A lot of time in “Get Real” is spent selling acceptance of homosexuality and gender confusion. The manual instructs teachers to “discuss LGBTQ issues respectfully” and implies inaccurately that homosexuality is inborn: “Homosexuality exists in almost every species. Fact. Scientists have found that homosexuality is as much a part of nature as heterosexuality. They have observed homosexual relationships among many kinds of animals.”
Animals also kill for sport. Are we humans to take that as a cue for worthy human behavior?
One homosexually-identifying boy gives a “testimony” where he hopes for the acceptance of “children who are gay.”
The lessons also dwell on sexual “pleasure” and give big applause to masturbation, both solo and mutual. And students will receive detailed condom “skills” with the impression that condoms are more effective than they really are.
Yes, abstinence is mentioned, because students must apparently be given a new concept of abstinence, that it’s “up to each person” (at age 12 and 13) to define what they believe is “abstinence,” including any act short of vaginal intercourse.
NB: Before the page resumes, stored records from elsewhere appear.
PR #4506, opened 2025-10-23
Remove outdated gang eviction assertions

JamesMurkin:
This used to reconcile the scheduling context with an intermediate state, however that intermediate state has since been removed

It is no longer obvious what this should reconcile as really the only way to work out what should have been evicted would be to work something that does the same logic as the original code its validating

We could update this code to do some new form of reconciliation but I think instead we should remove it as:
 - We now have better test coverage of this and test coverage makes more sense than assertions
 - The assertions code typically rots and generally is something we're deprecating


internal/scheduler/scheduling/preempting_queue_scheduler.go
```diff
@@ -483,14 +483,7 @@ func (sch *PreemptingQueueScheduler) evictionAssertions(evictorResult *EvictorRe
...
-	evictedJctxsByGangId := make(map[string][]*schedulercontext.JobSchedulingContext)
 	for jobId, jctx := range evictorResult.EvictedJctxsByJobId {
-		if jctx.Job.IsInGang() {
-			if _, present := evictedJctxsByGangId[jctx.Job.GetGangInfo().Id()]; !present {
-				evictedJctxsByGangId[jctx.Job.GetGangInfo().Id()] = []*schedulercontext.JobSchedulingContext{}
-			}
-			evictedJctxsByGangId[jctx.Job.GetGangInfo().Id()] = append(evictedJctxsByGangId[jctx.Job.GetGangInfo().Id()], jctx)
-		}
 		if !jctx.IsEvicted {
 			return errors.New("evicted job %s is not marked as such")
```
dejanzele, line 488: Although not part of this PR, this should use `fmt.Errorf` and provide the job ID, as currently `errors.New` will just print `%s` directly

And that may qualify if “protection” is used and one is successful in preventing pregnancy or sexually transmitted infections. The clear implication is left that abortion can also be the solution at times as well. A Planned Parenthood affiliate developed the curriculum, so of course abortion will not be criticized in “Get Real.”
Gender “change” is pushed as totally normal. Yet surveys have indicated that most voters oppose this medically-unnecessary child disfigurement and an Ohio bill was introduced in November to prevent such abusive gender treatments of minor children.
“Get Real” also presents elements that are sure to divide children and parents by asking adolescents to reflect on the “pros and cons” of what parents and other influences have taught them.
The mother lode of harmful material is what kids learn at the end. They are urged to consult a variety of anti-family, pro-abortion resources like, of course, Planned Parenthood. Should any minor children be taught to trust Planned Parenthood, with clinics that would have gladly put them to death in utero had their mothers dropped in? Seventh graders are also referred to the anti-child Human Rights Campaign, the leading homosexual/ “transgender” group in the nation, whose platform and activities viciously oppose faithful Christian values.
And among the other anti-child “experts” middle schoolers ought to consult, according to “Get Real,” are SIECUS and Advocates for Youth, which have been promoting obscene, child-endangering sex ed for decades, and the porn-laden book It’s Perfectly Normal, marketed by many comprehensive sex ed supporters to children. It features sketches of children masturbating, males with full erections, homosexual men in bed together, and adult couples engaging in intercourse.